PR #2691, opened 2018-01-06
Stop doors from sleeping during machine controller process() execution

Leshana:
* Sleeping during process() is BAD BAD BAD!
* Since close() sleeps, we make sure to spawn() before calling it.

### DIFF
--- a/code/game/machinery/doors/airlock_control.dm
+++ b/code/game/machinery/doors/airlock_control.dm
@@ -21,8 +21,7 @@ obj/machinery/door/airlock/receive_signal(datum/signal/signal)
 	if(id_tag != signal.data["tag"] || !signal.data["command"]) return
 
 	cur_command = signal.data["command"]
-	spawn()
-		execute_current_command()
+	execute_current_command()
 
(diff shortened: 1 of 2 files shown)


Leshana:
If it works it should go to polarisland also.

Arokha:
I see spawns but I don't see any sleeps removed/changed?

Leshana:
Right, it still needs to sleep, but now the sleeps won't block the machine controller because in the process() proc it spawn()'s before calling close()

Neerti:
I think you can also do ``set waitfor = 0``

Leshana:
You can indeed.   In fact I actually tried that first before adding spawns, and it seemed to work.
I was concerned about this here: https://github.com/VOREStation/VOREStation/blob/080a9234d610fab4bd50448815c4e5f8c946987f/code/game/machinery/doors/airlock_control.dm#L62   where close() is called followed by lock(), and so I was concerned about what would happen if close() returned then lock() was called before close() was completed.
This is a priority fix, so after more research may change it to `waitfor = 0` if it turns out to be properly safe.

#####

Task directions: Only lines with the word "process" count here; copy every one from the records.

Task solution:
Stop doors from sleeping during machine controller process() execution
* Sleeping during process() is BAD BAD BAD!
Right, it still needs to sleep, but now the sleeps won't block the machine controller because in the process() proc it spawn()'s before calling close()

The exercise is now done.